We consider a distributed coding for computing problem with constant decoding locality, i.e. with a vanishing error probability, any single sample of the function can be approximately recovered by probing only constant number of compressed bits. We establish an achievable rate region by designing an efficient coding scheme. The scheme reduces the required rate by introducing auxiliary random variables and supports local decoding at the same time. Then we show the rate region is optimal under mild regularity conditions on source distributions. A coding for computing problem with side information is analogously studied. These results indicate that more rate has to be taken in order to achieve lower coding complexity in distributed computing settings.

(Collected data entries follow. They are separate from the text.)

PR #581, opened 2022-12-15
Extend the IAM provider to fetch user data

uri-weisman:
**What does this PR do?**
Adds new capability to the IAM fetcher - fetch and aggregate data regarding IAM users.

**Must be delivered with:** 
- https://github.com/elastic/csp-security-policies/pull/154

**Checklist**


resources/providers/awslib/iam/iam.go
```diff
@@ -51,9 +52,19 @@ type PasswordPolicy struct {
...
 func NewIAMProvider(log *logp.Logger, cfg aws.Config) *Provider {
-	svc := iam.NewFromConfig(cfg)
+	svc := iamsdk.NewFromConfig(cfg)
 	return &Provider{
 		log:    log,
 		client: svc,
 	}
 }
+
+type IAMClient interface {
```
uri-weisman, line 62: Required for mocking the aws-sdk.

go.mod
```diff
@@ -32,6 +32,7 @@ require (
 )
 
 require (
+	github.com/aws/aws-sdk-go v1.44.162
```
oren-zohar, line 35: seems to me like we don't use it, and use `aws-sdk-go-v2` instead, couldn't find any reference for it

resources/fetchers/iam_fetcher.go
```diff
@@ -46,25 +46,36 @@ type IAMResource struct {
...
 func (f IAMFetcher) Fetch(ctx context.Context, cMetadata fetching.CycleMetadata) error {
 	f.log.Debug("Starting IAMFetcher.Fetch")
+	iamResources := make([]awslib.AwsResource, 0)
 
 	pwdPolicy, err := f.iamProvider.GetPasswordPolicy(ctx)
 	if err != nil {
-		return err
+		f.log.Errorf("Unable to fetch PasswordPolicy, error: %v", err)
+	} else {
+		iamResources = append(iamResources, pwdPolicy)
```
oren-zohar, line 55: how will logging the error instead of returning it will affect the flow? is this by design?

resources/fetchers/iam_fetcher.go
```diff
@@ -46,25 +46,36 @@ type IAMResource struct {
 
 func (f IAMFetcher) Fetch(ctx context.Context, cMetadata fetching.CycleMetadata) error {
```
oren-zohar, line 47: would you mind adding documentation of what is being fetched (pwd policy and IAM user)?

resources/providers/awslib/iam/iam.go
oren-zohar, line 62: The name starts with the package name, you can change to `Client`

oren-zohar (changes requested):
Looks good, small comments

go.mod
uri-weisman: True, removed with `go mod tidy`.
Might be nice to add to the CI.

resources/fetchers/iam_fetcher.go
uri-weisman: In case we were able to fetch a certain resource but fail to get the other, IMO, a better experience will be to generate some findings rather than nothing.

We have similar behavior in the `file system fetcher`.

resources/fetchers/iam_fetcher.go
uri-weisman: Sure thing

oren-zohar (approved):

Moreover, useful graph characterizations are developed to simplify the computation of the achievable rate region.

翻译：我们研究具有恒定译码局部性的分布式编码计算问题，即：在误差概率可忽略的条件下，通过仅探测恒定数量的压缩比特即可近似恢复函数的任意单个样本。通过设计一种高效编码方案，我们建立了可达速率区域。该方案通过引入辅助随机变量来降低所需速率，同时支持局部译码。随后我们证明，在源分布满足温和正则性条件时，该速率区域是最优的。类似地，我们研究了具有边信息的编码计算问题。这些结果表明，在分布式计算场景中，为降低编码复杂度需要消耗更多速率。此外，我们开发了有用的图论刻画方法以简化可达速率区域的计算。